HOW TO COMPLETE THIS TASK: Nothing but the lines from the line with "### LINKED ISSUE" to the end of the records below should appear in the answer, each exactly as given.

RECORDS FOR THIS EXERCISE:
PR #6933, opened 2021-11-05
exp show: Add parallel coordinates plot.

### LINKED ISSUE #4455: experiments: parallel coordinates plot

daavoo:

Closes #4455

Introduces the following new arguments / behavior to `dvc exp show`:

SOLUTION TO THIS PROBLEM:
### LINKED ISSUE #4455: experiments: parallel coordinates plot

daavoo:

Closes #4455

Introduces the following new arguments / behavior to `dvc exp show`:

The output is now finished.